Mimicry of the Regulatory Role of Urokinase in Lamellipodia Formation by Introduction of a Non-native Interdomain Disulfide Bond in Its Receptor

The high-affinity interaction between the urokinase-type plasminogen activator (uPA) and its glycolipid-anchored receptor (uPAR) plays a regulatory role for both extravascular fibrinolysis and uPAR-mediated adhesion and migration on vitronectin-coated surfaces. We have recently proposed that the adhesive function of uPAR is allosterically regulated via a “tightening” of its three-domain structure elicited by uPA binding. To challenge this proposition, we redesigned the uPAR structure to limit its inherent conformational flexibility by covalently tethering domains DI and DIII via a non-natural interdomain disulfide bond (uPARH47C-N259C). The corresponding soluble receptor has 1) a smaller hydrodynamic volume, 2) a higher content of secondary structure, and 3) unaltered binding kinetics towards uPA. Most importantly, the purified uPARH47C-N259C also displays a gain in affinity for the somatomedin B domain of vitronectin compared with uPARwt, thus recapitulating the improved affinity that accompanies uPA-uPARwt complex formation.
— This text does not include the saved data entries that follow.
PR #3781, opened 2022-11-28
Retire the Knowledge Graph and Accessibility Reports Generator

maxf:
Both were owned by data products. The Knowledge Graph still exists but is now hosted on CPTO's Gcloud account. The accessibility reports generator used data generated for the knowledge graph so needed to be migrated as well, however the service is no longer being used, so was not migrated.


nacnudus:
Thanks, well spotted in the YAML.

What should we do about these files?

- source/manual/datalabs-govuk-knowledge-graph.html.md
- source/manual/knowledge-graph.html.md
- source/manual/datalabs-onboarding-guidance.html.md

nacnudus (approved):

This functional mimicry is, intriguingly, operational also in a cellular setting, where it controls lamellipodia formation in uPAR-transfected HEK293 cells adhering to vitronectin. In this respect, the engineered constraint in uPARH47C-N259C thus bypasses the regulatory role of uPA binding, resulting in a constitutively active uPAR. In conclusion, our data argue for a biological relevance of the interdomain dynamics of the glycolipid-anchored uPAR on the cell surface.